((

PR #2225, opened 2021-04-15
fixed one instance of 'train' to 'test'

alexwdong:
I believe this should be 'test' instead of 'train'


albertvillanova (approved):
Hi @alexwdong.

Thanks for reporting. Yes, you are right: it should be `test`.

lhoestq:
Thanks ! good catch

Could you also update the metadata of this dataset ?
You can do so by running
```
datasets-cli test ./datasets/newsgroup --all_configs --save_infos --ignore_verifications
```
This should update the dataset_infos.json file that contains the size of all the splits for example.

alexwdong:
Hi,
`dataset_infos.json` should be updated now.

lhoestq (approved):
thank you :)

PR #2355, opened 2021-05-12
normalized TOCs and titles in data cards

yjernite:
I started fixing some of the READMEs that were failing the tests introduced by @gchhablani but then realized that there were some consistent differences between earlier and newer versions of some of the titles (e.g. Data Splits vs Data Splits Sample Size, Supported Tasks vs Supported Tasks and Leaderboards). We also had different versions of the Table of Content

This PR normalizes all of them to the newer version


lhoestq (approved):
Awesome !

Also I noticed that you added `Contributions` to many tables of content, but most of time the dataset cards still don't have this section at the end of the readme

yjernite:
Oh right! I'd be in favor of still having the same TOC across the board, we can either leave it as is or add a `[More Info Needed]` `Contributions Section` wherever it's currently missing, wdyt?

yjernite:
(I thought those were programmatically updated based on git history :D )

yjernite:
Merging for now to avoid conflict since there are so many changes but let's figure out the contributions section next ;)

))
((

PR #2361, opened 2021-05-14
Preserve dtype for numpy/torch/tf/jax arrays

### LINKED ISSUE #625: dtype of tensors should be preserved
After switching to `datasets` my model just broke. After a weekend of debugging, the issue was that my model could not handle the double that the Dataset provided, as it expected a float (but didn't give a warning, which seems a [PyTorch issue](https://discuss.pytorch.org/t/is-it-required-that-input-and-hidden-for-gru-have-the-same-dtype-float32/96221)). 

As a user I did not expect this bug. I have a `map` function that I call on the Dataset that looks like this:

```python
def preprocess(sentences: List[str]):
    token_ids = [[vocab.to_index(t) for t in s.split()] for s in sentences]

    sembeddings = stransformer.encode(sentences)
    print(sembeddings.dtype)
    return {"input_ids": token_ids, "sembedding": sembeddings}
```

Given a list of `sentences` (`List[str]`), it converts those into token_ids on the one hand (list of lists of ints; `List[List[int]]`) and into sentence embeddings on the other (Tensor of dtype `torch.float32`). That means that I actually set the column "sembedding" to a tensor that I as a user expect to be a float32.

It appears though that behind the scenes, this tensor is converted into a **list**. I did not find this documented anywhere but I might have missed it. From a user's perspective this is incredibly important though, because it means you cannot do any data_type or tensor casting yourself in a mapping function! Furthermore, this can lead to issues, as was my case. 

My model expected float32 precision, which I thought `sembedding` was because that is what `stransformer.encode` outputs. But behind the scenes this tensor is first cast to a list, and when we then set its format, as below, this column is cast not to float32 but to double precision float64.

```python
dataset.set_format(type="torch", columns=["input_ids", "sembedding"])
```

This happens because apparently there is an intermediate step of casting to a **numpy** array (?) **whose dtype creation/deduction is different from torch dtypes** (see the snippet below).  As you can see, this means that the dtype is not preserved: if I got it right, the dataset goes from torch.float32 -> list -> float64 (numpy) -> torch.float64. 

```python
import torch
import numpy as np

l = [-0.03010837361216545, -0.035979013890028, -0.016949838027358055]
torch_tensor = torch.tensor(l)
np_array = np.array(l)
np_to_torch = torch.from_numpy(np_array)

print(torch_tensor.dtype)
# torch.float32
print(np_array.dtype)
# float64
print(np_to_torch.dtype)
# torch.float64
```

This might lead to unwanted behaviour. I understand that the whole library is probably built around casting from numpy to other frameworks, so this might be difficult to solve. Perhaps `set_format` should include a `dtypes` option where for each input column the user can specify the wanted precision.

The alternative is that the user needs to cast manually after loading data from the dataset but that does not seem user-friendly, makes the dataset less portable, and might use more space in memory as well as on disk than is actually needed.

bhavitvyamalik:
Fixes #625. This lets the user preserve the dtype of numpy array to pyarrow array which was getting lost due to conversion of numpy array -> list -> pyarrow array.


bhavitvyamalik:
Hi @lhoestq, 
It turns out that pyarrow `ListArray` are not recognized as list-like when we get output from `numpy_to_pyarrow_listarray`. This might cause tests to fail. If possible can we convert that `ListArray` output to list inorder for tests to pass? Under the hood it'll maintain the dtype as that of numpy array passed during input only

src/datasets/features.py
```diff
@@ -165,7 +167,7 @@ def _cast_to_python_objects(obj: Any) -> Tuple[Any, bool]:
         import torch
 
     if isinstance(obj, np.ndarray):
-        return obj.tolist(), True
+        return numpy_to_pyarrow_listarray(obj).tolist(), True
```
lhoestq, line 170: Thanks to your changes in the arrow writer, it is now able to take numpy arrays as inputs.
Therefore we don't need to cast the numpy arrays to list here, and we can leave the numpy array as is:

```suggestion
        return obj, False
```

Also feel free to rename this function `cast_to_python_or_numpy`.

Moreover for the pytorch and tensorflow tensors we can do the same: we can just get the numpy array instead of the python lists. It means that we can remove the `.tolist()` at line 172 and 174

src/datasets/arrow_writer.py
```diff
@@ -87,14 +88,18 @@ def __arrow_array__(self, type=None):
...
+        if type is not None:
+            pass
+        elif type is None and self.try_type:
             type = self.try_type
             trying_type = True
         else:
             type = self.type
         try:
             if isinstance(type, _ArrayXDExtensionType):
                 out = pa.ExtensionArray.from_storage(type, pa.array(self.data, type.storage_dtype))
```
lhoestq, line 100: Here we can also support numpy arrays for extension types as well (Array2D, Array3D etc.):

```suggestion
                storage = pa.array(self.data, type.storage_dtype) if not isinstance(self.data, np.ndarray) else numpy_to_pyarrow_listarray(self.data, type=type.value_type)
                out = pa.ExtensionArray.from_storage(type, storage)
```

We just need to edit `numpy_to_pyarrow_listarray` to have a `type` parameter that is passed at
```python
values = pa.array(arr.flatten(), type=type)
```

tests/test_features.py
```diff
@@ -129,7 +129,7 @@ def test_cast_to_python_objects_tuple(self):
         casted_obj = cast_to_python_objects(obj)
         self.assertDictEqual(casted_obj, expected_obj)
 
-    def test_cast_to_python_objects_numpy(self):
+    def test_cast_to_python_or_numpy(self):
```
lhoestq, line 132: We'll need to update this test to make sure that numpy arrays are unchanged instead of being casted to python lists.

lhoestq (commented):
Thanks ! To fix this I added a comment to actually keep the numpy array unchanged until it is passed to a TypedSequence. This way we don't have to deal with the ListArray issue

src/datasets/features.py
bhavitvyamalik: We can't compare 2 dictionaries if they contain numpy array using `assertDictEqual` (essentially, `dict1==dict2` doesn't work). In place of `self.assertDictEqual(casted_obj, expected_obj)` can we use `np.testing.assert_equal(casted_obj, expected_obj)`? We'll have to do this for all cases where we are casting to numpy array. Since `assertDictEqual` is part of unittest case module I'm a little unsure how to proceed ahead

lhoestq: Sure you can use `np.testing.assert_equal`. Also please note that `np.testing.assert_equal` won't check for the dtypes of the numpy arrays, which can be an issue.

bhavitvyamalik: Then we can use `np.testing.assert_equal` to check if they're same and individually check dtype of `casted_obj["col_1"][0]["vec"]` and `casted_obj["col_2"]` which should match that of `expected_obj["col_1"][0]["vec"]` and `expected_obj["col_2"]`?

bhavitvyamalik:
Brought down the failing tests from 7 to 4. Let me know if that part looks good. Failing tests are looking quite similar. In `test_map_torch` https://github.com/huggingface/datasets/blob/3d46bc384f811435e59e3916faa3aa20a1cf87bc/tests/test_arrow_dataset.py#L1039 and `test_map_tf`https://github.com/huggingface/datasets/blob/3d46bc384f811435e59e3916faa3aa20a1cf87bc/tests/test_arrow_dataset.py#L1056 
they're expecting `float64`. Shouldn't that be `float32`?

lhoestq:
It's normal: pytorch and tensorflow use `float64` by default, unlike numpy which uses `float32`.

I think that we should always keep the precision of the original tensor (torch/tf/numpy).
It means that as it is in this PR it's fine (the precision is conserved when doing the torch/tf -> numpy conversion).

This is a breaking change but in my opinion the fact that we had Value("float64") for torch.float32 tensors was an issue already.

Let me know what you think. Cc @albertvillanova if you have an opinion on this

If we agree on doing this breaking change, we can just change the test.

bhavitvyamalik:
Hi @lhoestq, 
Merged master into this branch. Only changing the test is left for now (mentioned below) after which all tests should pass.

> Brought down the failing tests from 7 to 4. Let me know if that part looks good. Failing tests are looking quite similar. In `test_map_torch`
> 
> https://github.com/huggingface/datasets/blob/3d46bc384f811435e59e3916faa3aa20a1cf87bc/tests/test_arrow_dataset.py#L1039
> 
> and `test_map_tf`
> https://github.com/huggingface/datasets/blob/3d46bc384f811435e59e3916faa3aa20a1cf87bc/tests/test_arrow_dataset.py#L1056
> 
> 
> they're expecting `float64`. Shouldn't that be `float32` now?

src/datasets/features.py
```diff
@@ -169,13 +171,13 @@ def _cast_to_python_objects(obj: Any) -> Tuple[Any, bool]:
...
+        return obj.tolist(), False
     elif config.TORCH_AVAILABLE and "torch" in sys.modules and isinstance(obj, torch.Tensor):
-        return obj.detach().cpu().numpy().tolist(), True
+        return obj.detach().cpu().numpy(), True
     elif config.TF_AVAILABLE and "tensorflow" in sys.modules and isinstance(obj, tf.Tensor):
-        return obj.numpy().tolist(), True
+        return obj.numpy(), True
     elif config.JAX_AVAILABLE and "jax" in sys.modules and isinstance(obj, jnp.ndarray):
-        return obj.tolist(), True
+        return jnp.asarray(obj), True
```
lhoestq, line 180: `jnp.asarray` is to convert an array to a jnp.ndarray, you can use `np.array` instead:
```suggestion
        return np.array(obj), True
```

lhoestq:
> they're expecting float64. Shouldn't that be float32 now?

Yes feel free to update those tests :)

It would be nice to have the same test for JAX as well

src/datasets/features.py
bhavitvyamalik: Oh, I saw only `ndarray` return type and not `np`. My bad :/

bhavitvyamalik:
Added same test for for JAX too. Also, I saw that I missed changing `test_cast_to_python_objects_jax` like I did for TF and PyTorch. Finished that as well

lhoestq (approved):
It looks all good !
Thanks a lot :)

))

● Exercise directions
Please reproduce, exactly as they appear above, the lines from the line containing "PR #2225, opened 2021-04-15" up to and including the line containing "Merging for now".

● Task response
PR #2225, opened 2021-04-15
fixed one instance of 'train' to 'test'

alexwdong:
I believe this should be 'test' instead of 'train'


albertvillanova (approved):
Hi @alexwdong.

Thanks for reporting. Yes, you are right: it should be `test`.

lhoestq:
Thanks ! good catch

Could you also update the metadata of this dataset ?
You can do so by running
```
datasets-cli test ./datasets/newsgroup --all_configs --save_infos --ignore_verifications
```
This should update the dataset_infos.json file that contains the size of all the splits for example.

alexwdong:
Hi,
`dataset_infos.json` should be updated now.

lhoestq (approved):
thank you :)

PR #2355, opened 2021-05-12
normalized TOCs and titles in data cards

yjernite:
I started fixing some of the READMEs that were failing the tests introduced by @gchhablani but then realized that there were some consistent differences between earlier and newer versions of some of the titles (e.g. Data Splits vs Data Splits Sample Size, Supported Tasks vs Supported Tasks and Leaderboards). We also had different versions of the Table of Content

This PR normalizes all of them to the newer version


lhoestq (approved):
Awesome !

Also I noticed that you added `Contributions` to many tables of content, but most of time the dataset cards still don't have this section at the end of the readme

yjernite:
Oh right! I'd be in favor of still having the same TOC across the board, we can either leave it as is or add a `[More Info Needed]` `Contributions Section` wherever it's currently missing, wdyt?

yjernite:
(I thought those were programmatically updated based on git history :D )

yjernite:
Merging for now to avoid conflict since there are so many changes but let's figure out the contributions section next ;)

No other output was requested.